* Stored data

------------------------------------

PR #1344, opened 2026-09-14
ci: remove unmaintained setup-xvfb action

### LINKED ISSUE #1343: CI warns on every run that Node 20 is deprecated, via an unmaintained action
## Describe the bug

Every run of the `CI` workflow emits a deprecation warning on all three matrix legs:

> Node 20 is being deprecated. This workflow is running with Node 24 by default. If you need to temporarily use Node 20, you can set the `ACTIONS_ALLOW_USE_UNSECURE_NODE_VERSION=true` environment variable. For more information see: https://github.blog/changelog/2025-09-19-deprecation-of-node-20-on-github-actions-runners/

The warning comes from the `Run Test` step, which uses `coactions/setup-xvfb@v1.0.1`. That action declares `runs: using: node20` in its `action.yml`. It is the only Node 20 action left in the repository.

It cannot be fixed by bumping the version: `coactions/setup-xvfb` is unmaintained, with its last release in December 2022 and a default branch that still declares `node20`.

------------------------------------

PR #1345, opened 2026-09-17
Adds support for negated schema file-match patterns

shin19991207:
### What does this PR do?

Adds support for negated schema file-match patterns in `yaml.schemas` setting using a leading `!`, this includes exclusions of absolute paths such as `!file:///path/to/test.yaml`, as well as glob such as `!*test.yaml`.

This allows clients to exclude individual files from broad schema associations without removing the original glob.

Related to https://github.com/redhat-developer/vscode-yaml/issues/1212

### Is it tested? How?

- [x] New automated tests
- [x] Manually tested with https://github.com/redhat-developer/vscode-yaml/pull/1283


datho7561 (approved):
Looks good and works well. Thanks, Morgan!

------------------------------------

Filter the data for the string "declares" and copy every line that has it.

* Response for this exercise
The warning comes from the `Run Test` step, which uses `coactions/setup-xvfb@v1.0.1`. That action declares `runs: using: node20` in its `action.yml`. It is the only Node 20 action left in the repository.
It cannot be fixed by bumping the version: `coactions/setup-xvfb` is unmaintained, with its last release in December 2022 and a default branch that still declares `node20`.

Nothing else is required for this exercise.